(Dataset records):
========================

PR #3242, opened 2025-11-17
[select] Remove `type="button"` from trigger

mj12albert:
From https://github.com/mui/base-ui/pull/2718#issuecomment-3543197727, a `button` with `role="combobox"` doesn't need the `type` attribute and causes invalid HTML

HTML validator results: https://validator.w3.org/nu/?doc=https%3A%2F%2Fbase-ui.com%2Freact%2Fcomponents%2Fselect

Screenshot 2025-11-18 at 2 11 57 AM

With `type` removed: https://validator.w3.org/nu/?doc=https%3A%2F%2Fdeploy-preview-3242--base-ui.netlify.app%2Freact%2Fcomponents%2Fselect

Screenshot 2025-11-18 at 2 16 08 AM

### DIFF
--- a/packages/react/src/select/trigger/SelectTrigger.tsx
+++ b/packages/react/src/select/trigger/SelectTrigger.tsx
@@ -1,5 +1,7 @@
 'use client';
 import * as React from 'react';
+import { isWebKit } from '@base-ui-components/utils/detectBrowser';
+import { EMPTY_OBJECT } from '@base-ui-components/utils/empty';
 import { ownerDocument } from '@base-ui-components/utils/owner';
 import { useTimeout } from '@base-ui-components/utils/useTimeout';
 import { useStableCallback } from '@base-ui-components/utils/useStableCallback';
@@ -228,8 +230,9 @@ export const SelectTrigger = React.forwardRef(function SelectTrigger(
       // Set the role last to ensure nested useButton does not overwrite it
       // e.g. <Toolbar.Button render={<Select.Trigger />} />
       role: 'combobox',
-      // combobox role doesn't need the type="button" attribute
-      type: undefined,
+      // In HTML `button role="combobox"` doesn't need `type="button"`, but Safari
+      // will still consider missing `type` to be an implicit submit button
+      ...(isWebKit ? EMPTY_OBJECT : { type: undefined }),
     },
   );
 


packages/react/src/select/trigger/SelectTrigger.tsx
```diff
@@ -225,12 +225,15 @@ export const SelectTrigger = React.forwardRef(function SelectTrigger(
     validation.getValidationProps,
     elementProps,
     getButtonProps,
+    {
+      // ensure nested useButton does not overwrite the combobox role:
+      // <Toolbar.Button render={<Select.Trigger />} />
+      role: 'combobox',
```
michaldudak, line 232: `role` is already specified above, so it can be removed from there.

mj12albert: Updated ~

packages/react/src/select/trigger/SelectTrigger.tsx
```diff
@@ -225,12 +224,15 @@ export const SelectTrigger = React.forwardRef(function SelectTrigger(
     validation.getValidationProps,
     elementProps,
     getButtonProps,
+    {
+      // Set the role last to ensure nested useButton does not overwrite it
+      // e.g. <Toolbar.Button render={<Select.Trigger />} />
+      role: 'combobox',
+      // combobox box doesn't need the type="button" attribute
+      type: undefined,
```
atomiks: Typo here. So browsers read `role="combobox"` and don't make it a submit button implicitly?

mj12albert: Good you pointed this out, forgot to check Safari at first and apparently only Safari (iOS and MacOS) submits the form 🥲

packages/react/src/select/trigger/SelectTrigger.tsx
```diff
@@ -228,8 +230,9 @@ export const SelectTrigger = React.forwardRef(function SelectTrigger(
       // Set the role last to ensure nested useButton does not overwrite it
       // e.g. <Toolbar.Button render={<Select.Trigger />} />
       role: 'combobox',
-      // combobox role doesn't need the type="button" attribute
-      type: undefined,
+      // In HTML `button role="combobox"` doesn't need `type="button"`, but Safari
+      // will still consider missing `type` to be an implicit submit button
+      ...(isWebKit ? EMPTY_OBJECT : { type: undefined }),
```
atomiks, line 235: Won't this cause a hydration error in Safari? It may be best to just leave the HTML validator error after all

mj12albert: Yeah it's better for this to be done in userland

========================

(Task requirements): Word for word, give the records again.

(Written reply):
PR #3242, opened 2025-11-17
[select] Remove `type="button"` from trigger

mj12albert:
From https://github.com/mui/base-ui/pull/2718#issuecomment-3543197727, a `button` with `role="combobox"` doesn't need the `type` attribute and causes invalid HTML

HTML validator results: https://validator.w3.org/nu/?doc=https%3A%2F%2Fbase-ui.com%2Freact%2Fcomponents%2Fselect

Screenshot 2025-11-18 at 2 11 57 AM

With `type` removed: https://validator.w3.org/nu/?doc=https%3A%2F%2Fdeploy-preview-3242--base-ui.netlify.app%2Freact%2Fcomponents%2Fselect

Screenshot 2025-11-18 at 2 16 08 AM

### DIFF
--- a/packages/react/src/select/trigger/SelectTrigger.tsx
+++ b/packages/react/src/select/trigger/SelectTrigger.tsx
@@ -1,5 +1,7 @@
 'use client';
 import * as React from 'react';
+import { isWebKit } from '@base-ui-components/utils/detectBrowser';
+import { EMPTY_OBJECT } from '@base-ui-components/utils/empty';
 import { ownerDocument } from '@base-ui-components/utils/owner';
 import { useTimeout } from '@base-ui-components/utils/useTimeout';
 import { useStableCallback } from '@base-ui-components/utils/useStableCallback';
@@ -228,8 +230,9 @@ export const SelectTrigger = React.forwardRef(function SelectTrigger(
       // Set the role last to ensure nested useButton does not overwrite it
       // e.g. <Toolbar.Button render={<Select.Trigger />} />
       role: 'combobox',
-      // combobox role doesn't need the type="button" attribute
-      type: undefined,
+      // In HTML `button role="combobox"` doesn't need `type="button"`, but Safari
+      // will still consider missing `type` to be an implicit submit button
+      ...(isWebKit ? EMPTY_OBJECT : { type: undefined }),
     },
   );
 


packages/react/src/select/trigger/SelectTrigger.tsx
```diff
@@ -225,12 +225,15 @@ export const SelectTrigger = React.forwardRef(function SelectTrigger(
     validation.getValidationProps,
     elementProps,
     getButtonProps,
+    {
+      // ensure nested useButton does not overwrite the combobox role:
+      // <Toolbar.Button render={<Select.Trigger />} />
+      role: 'combobox',
```
michaldudak, line 232: `role` is already specified above, so it can be removed from there.

mj12albert: Updated ~

packages/react/src/select/trigger/SelectTrigger.tsx
```diff
@@ -225,12 +224,15 @@ export const SelectTrigger = React.forwardRef(function SelectTrigger(
     validation.getValidationProps,
     elementProps,
     getButtonProps,
+    {
+      // Set the role last to ensure nested useButton does not overwrite it
+      // e.g. <Toolbar.Button render={<Select.Trigger />} />
+      role: 'combobox',
+      // combobox box doesn't need the type="button" attribute
+      type: undefined,
```
atomiks: Typo here. So browsers read `role="combobox"` and don't make it a submit button implicitly?

mj12albert: Good you pointed this out, forgot to check Safari at first and apparently only Safari (iOS and MacOS) submits the form 🥲

packages/react/src/select/trigger/SelectTrigger.tsx
```diff
@@ -228,8 +230,9 @@ export const SelectTrigger = React.forwardRef(function SelectTrigger(
       // Set the role last to ensure nested useButton does not overwrite it
       // e.g. <Toolbar.Button render={<Select.Trigger />} />
       role: 'combobox',
-      // combobox role doesn't need the type="button" attribute
-      type: undefined,
+      // In HTML `button role="combobox"` doesn't need `type="button"`, but Safari
+      // will still consider missing `type` to be an implicit submit button
+      ...(isWebKit ? EMPTY_OBJECT : { type: undefined }),
```
atomiks, line 235: Won't this cause a hydration error in Safari? It may be best to just leave the HTML validator error after all

mj12albert: Yeah it's better for this to be done in userland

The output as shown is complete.